Free hard drugs

Are people allowing themselves to actually be bolder in their thinking these days?
From a small Pennsylvania town

Amid the flurry of voices on the phone cheering a column about an ex-cop advocating drug legalization was that of Dr. Joseph Foreman.

I’m assuming the reference is to a story about one of the fine folks at Law Enforcement Against Prohibition (LEAP) — perhaps Howard Woolridge’s ride across America. From that, a doctor gains the courage to speak up.

Dr. Foreman isn’t a crank. When he told me that heroin, cocaine and meth should be legalized, I listened.

“You have to control the suppliers. Once you take their profits away, they dry up. This is how we keep young people from getting hooked,” he said.

Foreman, 79, lives in Churchville and spent 40 years as a surgeon, part of it as chief of surgery at Warminster General Hospital in the 1980s.

Here’s where it gets really interesting.

His solution is to launch government-run clinics where registered addicts would go to snort and shoot up. ( He doesn’t include marijuana, which to him is not a “hard” drug. )

“If my plan works, there will be no more money for suppliers because the hardcore users will be getting [drugs] for free,” he said.

With the profit motive gone, the black market would disappear, and kids would be far less likely to get hooked on street dope, he said.

His plan sounds like appeasement, I said.

“Yes it is,” he said. “But I recognize that putting addicts in jail or arresting street runners who are supplying drugs only means there will be another guy to replace them. I think my plan will work. I really do.”
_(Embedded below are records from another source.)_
PR #41, opened 2020-11-05
Several fixes

reicheratwork:
- Fix bounded strings
- Fix boolean sequences
- Fix implicit key stream for member struct
- Fix treatment of unions as members

### DIFF
--- a/src/idlcxx/src/streamer_generator.c
+++ b/src/idlcxx/src/streamer_generator.c
@@ -227,8 +227,8 @@ static uint64_t array_entries(idl_declarator_t* decl);
 static idl_retcode_t add_default_case(context_t* ctx);
 static idl_retcode_t process_node(context_t* ctx, idl_node_t* node);
 static idl_retcode_t process_instance(context_t* ctx, idl_declarator_t* decl, idl_type_spec_t* spec, bool is_key);
-static idl_retcode_t process_struct_decl(context_t* ctx, idl_declarator_t* decl, idl_struct_t* spec, bool is_key);
-static idl_retcode_t process_struct_impl(context_t* ctx, const char* accessor, bool is_key, bool key_is_all_members);
+static idl_retcode_t process_constructed_type_decl(context_t* ctx, idl_declarator_t* decl, idl_type_spec_t* spec, bool is_key);
+static idl_retcode_t process_constructed_type_impl(context_t* ctx, const char* accessor, bool is_key, bool key_is_all_members);
 static idl_retcode_t process_base_decl(context_t* ctx, idl_declarator_t* decl, idl_type_spec_t* spec, bool is_key);
 static idl_retcode_t process_base_impl(context_t* ctx, const char *accessor, uint64_t entries, idl_type_spec_t* spec, bool is_key);
 static idl_retcode_t process_string_decl(context_t* ctx, idl_declarator_t* decl, idl_string_t* spec, bool is_key);
@@ -559,6 +559,11 @@ bool has_keys(idl_type_spec_t* spec)
       mem = (idl_member_t*)(mem->node.next);
     }
   }
+  //is union
+  else if (idl_is_union(spec))
+  {
+    if (idl_is_masked(((idl_union_t*)spec)->switch_type_spec, IDL_KEY)) return true;
+  }
   //is typedef
   else if (idl_is_typedef(spec))
   {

The reporter was uncertain about the idea, but at least willing to pass it on. Well, I can tell Dr. Foreman not only that his plan would work, but that it has worked.
From an article in the Guardian:

Switzerland is now leading the way out of prohibition. In 1994, it started prescribing free heroin to long-term addicts who had failed to respond to law enforcement or any other treatment. In 1998, a Lausanne criminologist, Martin Kilias, found that the users’ involvement in burglary, mugging and robbery had fallen by 98%; in shoplifting, theft and handling by 88%; in selling soft drugs by 70%; in selling hard drugs by 91%. As a group, their contacts with police had plunged to less than a quarter of the previous level. The Dutch and the Germans have had similar results with the same strategy. All of them report that, apart from these striking benefits in crime prevention, the users are also demonstrably healthier ( because clean heroin properly used is a benign drug ) and that they are more stable with clear improvements in housing, employment and relationships.

Kudos to Dr. Foreman for having the courage to think outside the box and speak up. Kudos to J.D. Mullane and the Bucks County Courier Times to look past their conventional wisdom and allow the doctor’s idea to be printed.
We’re a long way from the public’s ability to even let their mind grasp such a solution — being able to actually discuss it is an incredible first step.